→ EXERCISE GOAL: Could you write out the records below exactly as they appear?

START ENTRIES SUPPLIED

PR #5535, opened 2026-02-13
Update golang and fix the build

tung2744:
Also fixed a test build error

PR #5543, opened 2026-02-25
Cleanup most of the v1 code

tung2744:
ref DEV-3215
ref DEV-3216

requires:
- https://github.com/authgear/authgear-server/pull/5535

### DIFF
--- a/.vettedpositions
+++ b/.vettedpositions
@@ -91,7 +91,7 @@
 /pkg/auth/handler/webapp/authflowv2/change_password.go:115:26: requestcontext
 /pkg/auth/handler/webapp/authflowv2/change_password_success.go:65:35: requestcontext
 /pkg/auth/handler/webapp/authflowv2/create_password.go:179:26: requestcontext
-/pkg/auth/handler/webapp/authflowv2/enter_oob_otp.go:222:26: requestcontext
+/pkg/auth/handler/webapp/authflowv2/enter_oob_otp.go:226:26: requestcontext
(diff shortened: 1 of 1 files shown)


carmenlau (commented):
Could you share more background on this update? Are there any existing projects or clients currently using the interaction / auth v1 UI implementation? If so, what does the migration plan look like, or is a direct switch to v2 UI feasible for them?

END ENTRIES SUPPLIED

→ TASK ANSWER:
PR #5535, opened 2026-02-13
Update golang and fix the build

tung2744:
Also fixed a test build error

PR #5543, opened 2026-02-25
Cleanup most of the v1 code

tung2744:
ref DEV-3215
ref DEV-3216

requires:
- https://github.com/authgear/authgear-server/pull/5535

### DIFF
--- a/.vettedpositions
+++ b/.vettedpositions
@@ -91,7 +91,7 @@
 /pkg/auth/handler/webapp/authflowv2/change_password.go:115:26: requestcontext
 /pkg/auth/handler/webapp/authflowv2/change_password_success.go:65:35: requestcontext
 /pkg/auth/handler/webapp/authflowv2/create_password.go:179:26: requestcontext
-/pkg/auth/handler/webapp/authflowv2/enter_oob_otp.go:222:26: requestcontext
+/pkg/auth/handler/webapp/authflowv2/enter_oob_otp.go:226:26: requestcontext
(diff shortened: 1 of 1 files shown)


carmenlau (commented):
Could you share more background on this update? Are there any existing projects or clients currently using the interaction / auth v1 UI implementation? If so, what does the migration plan look like, or is a direct switch to v2 UI feasible for them?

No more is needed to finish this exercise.